How do you achieve the security guaraties for the content of the .so? Are they equivalent to those of wasm? If yes, how (technicalky) you achieve the reported speedup in verifying the security?
The lucet compiler and runtime each assume the other is implemented correctly, and its the job of some external system to make sure the runtime only loads code that came from the compiler. (We have infrastructure at Fastly that already does this for our edge cloud, and every use case will have different requirements).
The shared object code, when executed with lucet-runtime, should provide guarantees equivalent to those given by the wasm spec. However, we're not 100% to spec compliance yet, so there are some corners (e.g. import globals) that are not implemented. These dont cause a problem in practice, at the moment, because none of the toolchains we use to emit wasm use those features.
Loading code into the runtime is fast because its mostly a call to `dlopen`, followed by deserializing some metadata (with effort made to make this as efficient as possible). Instantiating modules is fast because it amortizes the syscall overhead by having pools of instances mostly-set-up ahead of time.
Instantiation takes under 50 microseconds (us) on the lab machine I tested on, and 65us on my colleague's laptop. Loading the code takes about that long as well (see thread: https://twitter.com/acfoltzer/status/1111387279434485760). Compilation is not counted towards any of those tallies.
In our use case, we do compilation on a control plane system and distribute the shared object file to the fleet, so we aren't too concerned by it. For applications where compilation time is a bigger concern, I'm super impressed by this (still early) work on a one-pass wasm compiler: https://github.com/CraneStation/lightbeam
so do we keep a pool of VMs with the so file loaded already and instantiate only the module on demand which means allocation of memory and setup of other data structures
We started the codebase that became Lucet in July 2017. It went through a few fast iterations, and by Jan 2018 we had Cranelift running with AOT compilation. In the early days of Cranelift that meant adding support for position-independent code output and filling in a bunch of gaps in the x86_64 encodings and other really low level stuff. At the time, wasmtime (under the name wasm-standalone, i think?) was a lot less mature, and wasmer was not public yet. So, in a sense, we did (& continue to) contribute to both of those runtimes via Cranelift and other dependencies like Faerie.
We spent the bulk of 2018 solving performance and integration problems, rather than cleaning up the codebase to the point where we could open source it. In the meantime wasmer was released, and both wasmtime and wasmer made a ton of progress. Now that our stuff is open source, it is easier for us to collaborate with other runtimes, possibly by moving more code back into the common Cranelift parent, or by adopting modules from each other.
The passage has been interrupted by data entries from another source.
PR #25263, opened 2022-12-23
feat: IATR-M1.0 Debug Spec component update

### LINKED ISSUE #24849: [IATR](M1.0) Failed Test Component Enhancements
### Updates to `DebugSpec` and `DebugFailedTest` components

These updates follow the same visual treatment and structure as "Tests for review" in the Cypress Cloud Run Overview, except only show groups that failed (do not show any other statuses). [Example](https://cloud.cypress.io/projects/ypt4pf/runs/41735/overview)

* `DebugSpec`
	* Add "text" icon to the left of the spec path
    * Add the following spec metadata 
		* Test status counts - show single values if 1 group or show range for multiple groups from least value to greatest value
		* Spec duration - show single values if 1 group or show range for multiple groups from least value to greatest value
  		* Group information (browser, OS) 
  			* for single group, show OS icon and name followed by browser icon and name
  			* for multiple groups, show group icon with count of groups, OS icon followed by count of OSes, then overlapping browser icons followed by count of browsers 
	  	* Test type (E2E or component)
	  		* Show different icons for different testing types
* `DebugFailedTest`
	* Additions to test rows
	    * Failed icon to the left
		* Link to test results in cloud if row is clicked
		* Link to artifacts in cloud (hovering on row will show icons with tooltips for artifacts) [screenshot, video, log]
	* When there are multiple groups that failed the test, then there will be rows for each group
		* Clicking on the row with the test name will do nothing for multiple groups, but the group rows will be clickable with hover buttons as described above for 1 group 
		* Each row will have
		  * Group icon followed by group name
		  * OS icon followed by OS name
		  * Browser icon followed by browser name

#### Before:
Screen Shot 2022-12-04 at 4 48 42 PM

#### After:
_Only one group -  Note: The design should not be showing ranges for the test status and duration.  They should only be single values for one group_
Screen Shot 2022-12-04 at 4 48 59 PM

_More than one group.  Still only shows failed tests_
Screen Shot 2022-12-04 at 4 49 17 PM

_Hover states - 1 group_
test-hover

_Hover states - Multiple groups_
Screen Recording 2022-12-04 at 6 41 47 PM

### Props

These components are not using GraphQL fragments to represent their data.  The responsibility to fetch the data is handled by a parent component that is responsible for converting the data from the way it is represented in the Cloud GraphQL fields to the structure needed by these two components.

Currently, the props for `DebugSpec` looks like:

```
interface Spec {
  id: string
  path: string
  fileName: string
  fileExtension: string
}

interface TestResults {
  id: string
  titleParts: string[]
}

defineProps<{
  spec: Spec
  testResults: TestResults[]
  isDisabled?: boolean // used to enable or disabled the Run Failures button
}>()
```

The components should expect data in the following form for the updates:

**TODO: Update this section after GraphQL fields from the Cloud endpoint are finalized**
_Note: this representation is a combination of typescript and GraphQL. It is presented this way to try and concisely show the data format here, but should be adjusted in code to best reuse types_
```
type Spec {
  id: string
  path: string
  fileName: string
  fileExtension: string
  testsPassed: SpecDataAggregate
  testsFailed: SpecDataAggregate
  testsPending: SpecDataAggregate
  specDuration: SpecDataAggregate 
  testingType: 'e2e' | 'component'
  groups: CloudRunGroup[]
}

type TestResults {
  id: string
  titleParts: string[]
  instance: RunInstance[]
}

// below are types from GraphQL 

type SpecDataAggregate {
  min: integer
  max: integer
}

type RunInstance {
  group: CloudRunGroup
  hasStdout: boolean
  stdoutUrl: string
  hasScreenshots: boolean
  screenshotsUrl: string
  hasVideo: boolean
  videoUrl: string
}

type CloudRunGroup {
  id: string
  groupName: string
  os: OperatingSystem
  browser: BrowserInfo
}

```

[Figma designs](https://www.figma.com/file/PAOozuCxtfetqP8fUVvg0y/branch/QkCp2F69X0qyLo7qnYQ67e/Cypress-App?node-id=21180%3A195482&t=mgpzpKNCFo6r0Y3a-1)
[Figma flow that shows hover states for rows](https://www.figma.com/proto/PAOozuCxtfetqP8fUVvg0y/branch/QkCp2F69X0qyLo7qnYQ67e/Cypress-App?node-id=21467%3A202325&scaling=min-zoom&page-id=21010%3A176355&starting-point-node-id=21467%3A202325&show-proto-sidebar=1)

amehta265:
- Closes #24849 
### User facing changelog

This PR aims at updating the Debug Spec component and the Debug Failed component. It accomplishes the following:
It refurbishes the header section of the component to include a text icon and adds a `specsMetadata` section which provides more information about the spec duration, number of groups, browsers, operating systems, and testing types for the tests within the given spec.
In addition, the failed component section is now created to support multiple groupings for a given test and hover states for each test instance.

### Additional details

The most important thing to understand is the data schema passed into debugSpec (the "parent" UI component for this PR). The debugSpec component receives the schema below from `debugMapping.ts`:
```
type CloudDebugSpec = {
  spec: DebugSpecListSpecFragment
  tests: { [thumbprint: string]: DebugSpecListTestsFragment[] }
  groups: { [groupId: string]: DebugSpecListGroupsFragment }
  testingType: TestingTypeEnum
  matchesCurrentTestingType: boolean
  foundLocally: boolean
}
```
- The `spec` is the current current spec that will be rendered by the debug Spec component.
- The `tests` are a mapping of thumbprints to the test represented by the thumbprint: A `thumbprint` is a unique hash associated with each test. If the same test is run for two different `groups` (e.g. Staging and Production) both tests will share the same `thumbprint` but will each have unique `groupId` pointing to the specific group each test is associated with e.g. `{'unique1': [{...Test, grpId: '123'}, {...Test, grpId: '456'}] }`. This is an example of two tests sharing the same thumbprint but each have unique instances as the test was run for different groups. On the other hand a test with a single group would look this: `{'Unique1': [{Test}]}`

- The `groups` are a mapping of `groupID` to their corresponding group e.g. `('123': {Staging}, '456': {Production})`.

- Each test will have at least 1 group associated with it. In this case we render the single group UI. On the other hand if there is more than 1 group then we show the multiple groups UI.
- `StatsMetadata.vue` is a reusable component that helps render a list of items separated by "." It is used in the spec component header section as well as the grouped failed test section.
- `LayeredBrowserIcons.vue` is a component used to render multiple browsers in the header section of the component.
- `GroupedDebugFailedTest.vue` is a reusable component that is rendered every time there are multiple groups associated with the same test.
- `DebugArtifacts.vue` is a the component in charge of showing the hovered state icons

- For a better understanding refer to the images below:

### Steps to test

This issue has 7 component tests: `DebugArtifacts`, `DebugContainer`, `DebugFailedTest`, `DebugSpec`, `GroupedDebugFailedTest`, `LayeredBrowserIcons`, `StatsMetadata`. Checkout to this branch to run the tests from the packages/app/ folder. To run these tests:
1. Change directory to packages/app
2. Run yarn dev
Navigate to Component Testing and run the above tests

I have labeled different sections of the picture with file names to provide better understanding of which component is responsible for what UI.

Single Groups UI:
Screenshot 2022-12-23 at 12 26 41 PM

Multiple Groups UI:
Screenshot 2022-12-23 at 12 27 05 PM

### PR Tasks


packages/app/src/debug/DebugContainer.cy.tsx
```diff
@@ -111,8 +111,18 @@ describe('<DebugContainer />', () => {
 
       const debugMappingArray = specsList({ specs, tests, groups, localSpecs: [], currentTestingType: 'e2e' })
 
+      // [{ specId: 'a1c', id: 'random1' }, { specId: 'a1c', id: 'random2' }], groups: [{ id: 'a', testingType: 'e2e' }]
```
lmiller1990: Is this comment intentional?

packages/app/src/debug/DebugContainer.cy.tsx
```diff
@@ -111,8 +111,18 @@ describe('<DebugContainer />', () => {
...
       expect(debugMappingArray).to.have.length(1)
-      expect(debugMappingArray[0]).to.deep.equal({ spec: { id: 'a1c', groupIds: ['a'] }, tests: [{ specId: 'a1c', id: 'random1' }, { specId: 'a1c', id: 'random2' }], groups: [{ id: 'a', testingType: 'e2e' }], foundLocally: false, testingType: 'e2e', matchesCurrentTestingType: true })
+      expect(debugMappingArray[0]).to.deep.equal(
```
lmiller1990: Can merge these

```js
expect(debugMappingArray).to.have.eql([ .... ])
```

Might be `eq` or `eql` or `equal`, cannot quite remember.

packages/app/src/debug/DebugContainer.cy.tsx
```diff
@@ -150,13 +185,24 @@ describe('<DebugContainer />', () => {
...
       ] as DebugSpecListSpecFragment[]
-      const tests = [{ specId: '123', id: 'random1' }] as DebugSpecListTestsFragment[]
+      const tests = [{ specId: '123', id: 'random1', thumbprint: 'unique1' }] as DebugSpecListTestsFragment[]
       const groups = [{ id: 'a', testingType: 'e2e' }] as DebugSpecListGroupsFragment[]
 
       const debugMappingArray = specsList({ specs, tests, localSpecs: [], currentTestingType: 'e2e', groups })
 
       expect(debugMappingArray).to.have.length(1)
-      expect(debugMappingArray).to.deep.equal([{ spec: { id: '123', groupIds: ['a'] }, tests: [{ specId: '123', id: 'random1' }], groups: [{ id: 'a', testingType: 'e2e' }], foundLocally: false, testingType: 'e2e', matchesCurrentTestingType: true }])
+      expect(debugMappingArray).to.deep.equal(
```
lmiller1990, line 352: Not sure if line 193 (length assertion) serves any purpose here?

packages/app/src/debug/DebugFailedTest.vue
```diff
@@ -1,12 +1,18 @@
...
   >
+    <SolidStatusIcon
+      size="16"
+      status="failed"
+      data-cy="failed-icon"
+      class="isolate"
+    />
     <div
-      v-for="(titlePart, index) in props.failedTestResult.titleParts"
+      v-for="titlePart, index in props.failedTestResult[0].titleParts"
```
lmiller1990: Do we always know that `props.failedTestResult` will contain at least one entry?

packages/app/src/debug/DebugFailedTest.vue
```diff
@@ -20,14 +26,60 @@
...
+import { SolidStatusIcon } from '@cypress-design/vue-statusicon'
+import DebugArtifacts from './DebugArtifacts.vue'
+import GroupedDebugFailedTestVue from './GroupedDebugFailedTest.vue'
+import { computed } from 'vue'
 import type { TestResults } from './DebugSpec.vue'
+import type { CloudRunGroup } from '@packages/data-context/src/gen/graphcache-config.gen'
 
 const props = defineProps<{
-  failedTestResult: TestResults
+  failedTestResult: TestResults[]
```
lmiller1990: Should this be `failedTestsResults`? It's an array, after all.

packages/app/src/debug/DebugFailedTest.vue
```diff
@@ -20,14 +26,60 @@
...
+  groups: CloudRunGroup[]
+  expandable: boolean
 }>()
 
+const debugArtifacts = computed(() => {
+  const runInstance = props.failedTestResult[0].instance
```
lmiller1990: Instead of doing `v-for="titlePart, index in props.failedTestResult[0].titleParts"` above, I wonder if we should use this computed property, something like

```js
const failedTestData = computed(() => {
  const runInstance = props.failedTestResult[0].instance

  return {
    debugArtifacts: [{ icon: ..., text: ... url: ... }],
    result: failedTestResult[0].instance
  }
})
```

Then you don't need the `"titlePart, index in props.failedTestResult[0].titleParts"`, you can just do `titlePart, index in failedTestData.result.titleParts". I like the idea of keeping all the data `<template>` in a single place. WDYT?

Also notice the assumption again that `props.failedTestResult[0]` is always defined. How are we making this assumption? I am really surprised TS is not saying that the element could be undefined.

packages/app/src/debug/DebugSpec.vue
```diff
@@ -78,73 +122,140 @@
...
 })
 
+const uniqueGrpIds: Set<string> = new Set()
+
+/**
+ * Helper function that maps each test's thumprint to all the groups in it
+ * return type: {[thumbprint: string]: CloudRunGroup[]}
+ */
+const groupsPerTest = computed(() => {
+  return Object.keys(props.testResults).reduce((acc, currThumbprint) => {
```
lmiller1990: You can type it here

```suggestion
  return Object.keys(props.testResults).reduce<Record<string, CloudRunGroup[]>>((acc, currThumbprint) => {
```

packages/app/src/debug/DebugSpec.vue
```diff
@@ -78,73 +122,140 @@
...
+    testsFailed: debugResultsCalc(testsFailed.min ?? 0, testsFailed.max ?? 0),
+    testsPending: debugResultsCalc(testsPending.min ?? 0, testsPending.max ?? 0),
+    specDuration: debugResultsCalc(specDuration.min ?? 0, specDuration.max ?? 0, true),
+    groups: props.groups,
+    testingType: props.testingType,
     fullPath: props.spec.fullPath,
   }
 })
 
+const uniqueGrpIds: Set<string> = new Set()
```
lmiller1990: This won't be reactive - is this intended?

You would need `ref` to make it reactive.

lmiller1990:
```suggestion
const uniqueGrpIds = new Set<string>()
```

lmiller1990: Bit more concise.

packages/app/src/debug/DebugSpec.vue
```diff
@@ -78,73 +122,140 @@
...
+    return acc
+  }, {})
+})
+
+/**
+ * Helper function that extracts all the unique groups for a specific spec
+ * return type: CloudRunGroup[]
+ */
+const groupsT = computed(() => {
+  return Object.keys(props.testResults).reduce((acc: CloudRunGroup[], currThumbprint) => {
```
lmiller1990: We do `Object.keys(props.testResults)` twice - should we just have a computed property that does it once so we don't have to iterate the `props.testResults` twice (bit more efficient, but up to you).

packages/app/src/debug/DebugSpec.vue
```diff
@@ -78,73 +122,140 @@
...
+    props.testResults[currThumbprint].map((test) => {
+      const groupId = test.instance?.groupId!
```
lmiller1990: Is `!` necessary? 

This might introduce a bug.

image

`undefined` and `null` are valid in Set. Should we do something like

```js
if (groupId && !uniqueGrpIds.has(groupId)
```

To ensure we do not put `undefined` in the set?

packages/app/src/debug/DebugSpec.vue
```diff
@@ -78,73 +122,140 @@
...
+
+      if (!uniqueGrpIds.has(groupId)) {
+        uniqueGrpIds.add(groupId)
```
lmiller1990: This seems incorrect - `computed` properties should not have side effects, but by mutating the `Set` here, which is effectively a global variable from the point of view of the `computed ` property - we are introducing a side effect.

I think we should rethink what we are doing here. I didn't fully grok why we need the `Set`, but this doesn't seem correct. 

Maybe we can sync on this - either move the `Set` inside the computed property, or can we find a way to not need it at all?

packages/app/src/debug/DebugSpecList.vue
```diff
@@ -1,3 +1,4 @@
+clear
```
lmiller1990: Accidental commit!

packages/app/src/debug/GroupedDebugFailedTest.vue
```diff
@@ -0,0 +1,67 @@
...
+import { computed } from 'vue'
+
+const props = defineProps<{
+  failedTests: TestResults[]
+  groups: CloudRunGroup[]
+}>()
+
+// type: {[groupID: string] : [{icon: string, text: string, url: string | null | undefined}]}
+const debugArtifacts = computed(() => {
+  return props.failedTests.reduce((acc, curr) => {
```
lmiller1990: Sam here, `reduce` is generic, you can pass the type: `reduce<.....>`

packages/app/src/debug/GroupedDebugFailedTest.vue
```diff
@@ -0,0 +1,67 @@
...
+      { icon: 'PLAY', text: 'View Video', url: curr.instance!.videoUrl ?? '' },
+    ]
+
+    return acc
+  }, {})
+})
+
+</script>
+<style scoped>
+[data-cy=grouped-row]:hover .grouped-row-artifacts, [data-cy=grouped-row]:focus-within .grouped-row-artifacts {
```
lmiller1990: I think we should only use `data-cy` for testing purposes. If we need to style this, perhaps add different css class.

packages/app/src/debug/LayeredBrowserIcons.cy.tsx
```diff
@@ -0,0 +1,32 @@
+import LayeredBrowserIcons from './LayeredBrowserIcons.vue'
+
+describe('<LayeredBrowserIcons/>', () => {
+  const browsers = ['CHROME', 'CHROME-CANARY', 'FIREFOX', 'WEBKIT', 'EDGE', 'ELECTRON']
```
lmiller1990: Are these defined somewhere else? Where did you get these definitions from?

packages/app/src/debug/LayeredBrowserIcons.vue
```diff
@@ -0,0 +1,57 @@
...
+  IconBrowserChromeCanary,
+  IconBrowserSafari,
+  IconBrowserMozillaFirefox,
+  IconBrowserEdge,
+  IconBrowserWebkit,
+  IconBrowserElectronLight,
+} from '@cypress-design/vue-icon'
+
+interface LayeredProps {
+  order: string[]
```
lmiller1990: You can type this - it's just just strring, but specific strings.

Here is a neat trick:

https://www.typescriptlang.org/play?#code/MYewdgzgLgBGCGBbAphGBeGBtA5AYQAkAlAeQFkBRHAGhhwDEBJIi+kgDRwF0Z41RIUAFBQAngAdkMAHJIpmMZJAAzOHIhYwAV0QAjZACcuQoQOgwQAawBcMuVh6ZchUpW6nw5sCCgB9K7ayKA4Y2DgAQgAyAIIE3EA

You can make a typesafe array from a `const` with `[number]`. Now the only valid types are the browsers we defined.

packages/app/src/debug/StatsMetadata.vue
```diff
@@ -0,0 +1,176 @@
...
+
+const props = defineProps<MetadataProps>()
+
+interface Metadata {
+  value: number | string | null | SpecDataAggregate | TestingTypeEnum
+  icon: any
+  name: string
+}
+
+type OSType = 'LINUX' | 'APPLE' | 'WINDOWS' | 'GROUP'
```
lmiller1990, line 96: Not essential but I wonder if we can reuse some types, eg https://github.com/cypress-io/cypress/blob/develop/packages/types/src/platform.ts#L2

I think we have several lists of browsers around the code base too, maybe take a look for those?

packages/app/src/debug/StatsMetadata.vue
```diff
@@ -0,0 +1,176 @@
...
+    return props.order.map((status) => ORDER_MAP[status])
+  }
+
+  return []
+})
+
+const arrMapping = computed(() => {
+  const acc: {browser: string[], os: string[], firstBrowser: string, firstOS: string} = { browser: [], os: [], firstBrowser: '', firstOS: '' }
+  const uniqueBrowser: Set<string> = new Set()
+  const uniqueOS: Set<string> = new Set()
```
lmiller1990: If you want an array of unique values you can do it like this

```js
m = new Map()
m.set('foo', { name: 'foo' })
m.set('foo', { name: 'foo' })
m.set('bar', { name: 'bar' })

const arr = Array.from(m.values())
```

This was, you do not need a `Set` and an Array.

lmiller1990: (Or am I missing something? I may have misunderstood what's going on here).

packages/app/src/debug/StatsMetadata.vue
```diff
@@ -0,0 +1,176 @@
...
+
+  props.groups!.forEach((group: CloudRunGroup, index) => {
```
lmiller1990: I think we want to avoid `!` in general, better to have a defensive check.

packages/app/src/debug/StatsMetadata.vue
```diff
@@ -0,0 +1,176 @@
...
+}
+
+// default props if nothing is passed in: need to be figured out
+// change all the group icons e.g. G_OS G_BROWSERS
+// metaDataItems
+// Fix this so that it does not require all the props to be passed all the time
+
+</script>
+<style scoped>
+[data-cy=stats-metadata] li:not(:first-child)::before {
```
lmiller1990: Same here, avoid using `data-cy` for anything other than testing purposes.

lmiller1990 (commented):
Various comments, mainly

1. we can be more type safe, we can pair if you want to go over any of my comments
2. I think we should avoid `!` - better to have a null check and be defensive. More verbose, but unless we are 100000% sure the property cannot be null/undefined, it's not worth the risk in production.

packages/app/src/debug/DebugSpec.vue
```diff
@@ -1,36 +1,80 @@
 <template>
   <div
-    data-cy="debug-spec-item"
-    class="rounded flex flex-col border-t-1px border-x-1px w-full overflow-hidden items-start box-border"
+    data-cy="debug-spec-col"
+    class="grid flex flex-col px-24px gap-24px self-stretch pt-24px"
```
warrensplayer: The `px-24px` is causing it to inset to far into the page
image
If you would like room around the component in the test to keep it away from the edge, then you would need to add that directly int he test.  See `packages/frontend-shared/src/components/Button.cy.tsx` as an example

packages/app/src/debug/DebugFailedTest.vue
amehta265: This is a good point. I will add a `v-if` in `debugSpec.vue` where the `debugFailedTest.vue` will only be rendered if there is at least 1 failed test.

packages/app/src/debug/DebugFailedTest.vue
amehta265: I agree with this. Having all the data consolidated in a single place makes more sense.
As for the `props.failedTestResult[0]`, having made changes to the parent component to only pass props to `debugFailedTest` if there `failedTestResults` contains at least 1 entry, we can be sure here that this will be defined

packages/app/src/debug/DebugArtifacts.cy.tsx
```diff
@@ -0,0 +1,38 @@
...
+    artifactMapping.forEach((artifact) => {
+      cy.mount(() => (
+        <DebugArtifacts icon={artifact.icon} popperText={artifact.text} url={artifact.url}/>
+      ))
+
+      cy.findByTestId(`artifact-for-${artifact.icon}`).should('have.length', 1)
+      cy.findByTestId(`${artifact.icon}-button`).should('be.visible')
+      cy.findByTestId(`artifact-for-${artifact.icon}`).realHover().then(() => {
+        cy.findByTestId('tooltip-content').should('contain.text', `${artifact.text}`)
+      })
```
ZachJW34:
```suggestion
      cy.findByTestId(`artifact-for-${artifact.icon}`).realHover()
      cy.findByTestId('tooltip-content').should('be.visible').contains(artifact.text)
      cy.percySnapshot()
```

Visibility checks are good for the tooltips, helps when grabbing a percy snapshot (which we should do). Also, the `.then` doesn't do anything as the next command is a cy command.

packages/app/src/debug/DebugSpec.vue
amehta265: I don't believe this should be reactive. The only purpose for this variable is to hold the unique group Ids for each spec. There is no UI element tied to this variable that needs to react to any changes made to `uniqueGrpIds`. It is only used in the `groupsT` method to help identify unique group Ids and not add group Ids to an array if they already exist in the `uniqueGrpIds` set.
This is at least my understanding of how reactivity works and why we don't need it here. Would be happy to make this reactive if I am missing something here

packages/app/src/debug/DebugFailedTest.cy.tsx
```diff
@@ -22,17 +52,45 @@ describe('<DebugFailedTest/>', () => {
...
+          groupId: '123',
+        },
+      },
+    ]
+
+    cy.mount(() => (
+      <DebugFailedTest failedTestResult={testResults} groups={[group1, group2]} expandable={true}/>
+    ))
+
+    cy.findAllByTestId('grouped-row').should('have.length', 2)
```
ZachJW34, line 172:
```suggestion
    cy.findAllByTestId('grouped-row').should('have.length', 2)
    cy.percySnapshot()
```

ZachJW34, line 172:
```suggestion
    cy.findAllByTestId('grouped-row').should('have.length', 2)
    cy.percySnapshot()
```

packages/app/src/debug/DebugSpec.vue
amehta265: This is correct. I overlooked `undefined` and `null` being valid for a set.

packages/app/src/debug/GroupedDebugFailedTest.vue
```diff
@@ -0,0 +1,67 @@
+<template>
+  <div
+    v-for="(group, j) in props.groups"
+    :key="j"
+    class="w-full flex flex-col flex-start justify-center pl-16px border-gray-100 border-1 rounded hover:bg-gray-50"
```
warrensplayer: Should only have rounded corners on the top and bottom of the list.  Also, the lines between items should not be doubled up.

You can use the `divide` classes from Windi.  See https://windicss.org/utilities/borders/divider.html
Example: https://windicss.org/play.html?html=DwEwlgbgfAUAcgewC4AIkAswGcakigYwBsBDLLAXgCIAHAWgA4rYUU8JDTzqAjBAJxABTfinoAmFPwQBXAHbCQzAJJIhAWxQBGYAHpw0GK3acylKn0EixdSdPmKVazeL0GWbA6e4WBw0RJSsgpCSlCqGigAzG6QsLGGMAAiCGiYOCbEZtT0TB6ZXOaW-kEOoSgGYMJ0AJ7MRqye%2BFk%2BEk6ROvpxDcZeLeZt4c4orl2GjU0c-Tm27ZoxY-mLuMsJUEA&css=FBA

Currently showing:
image

Should look like:
image

packages/app/src/debug/LayeredBrowserIcons.cy.tsx
amehta265: I defined the types for these browsers [here](https://github.com/cypress-io/cypress/blob/c43b2d8d3b0d1155324ac521acd7819908e201d6/packages/app/src/debug/LayeredBrowserIcons.vue#L45). I have updated the test file to use the type I have defined above.

packages/app/src/debug/DebugFailedTest.vue
```diff
@@ -20,14 +26,60 @@
...
+      { icon: 'TERMINAL_LOG', text: 'View Log', url: runInstance?.stdoutUrl! },
+      { icon: 'IMAGE_SCREENSHOT', text: 'View Screenshot', url: runInstance?.screenshotsUrl! },
+      { icon: 'PLAY', text: 'View Video', url: runInstance?.videoUrl! },
+    ]
+  )
+})
+
 </script>
+<style scoped>
+[data-cy=test-group]:hover .test-row-artifacts, [data-cy=test-group]:focus-within .test-row-artifacts {
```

At the moment, a lot of WASM tooling assumes instances interact with a JS engine. So, we aren't compatible with a bunch of existing tooling, like Rust's wasm-bindgen. We're working on our own tool to fill that hole in the ecosystem.
We also aren't 100% of the way to spec compliance yet. We have a plan to get there, but spent the last year or so putting the bulk of our effort into performance and integration with our edge cloud systems.
That's awesome. One of my main complaints with wasm-bindgen is it doesn't let you pull in any C libraries(vs older emscripten path) effectively walling off one of Rusts awesome capabilities(interop with a large established ecosystem).
Whatever tool that takes it's place here would be awesome if you plug in cleanly with the CC crate. I've had a lot of success using Rust as the glue between a lot of existing C/C++ libraries and would love to carry that forward to the WASM world.
I didn't know about WASI before and it looks great. As a C/C++ dev, one of my concerns about WASM was that most of native WASM runtimes are interfacing towards Emscripten which is not quite standardized.
Do you expect WASI will soon replace the current Emscripten exports interfaces?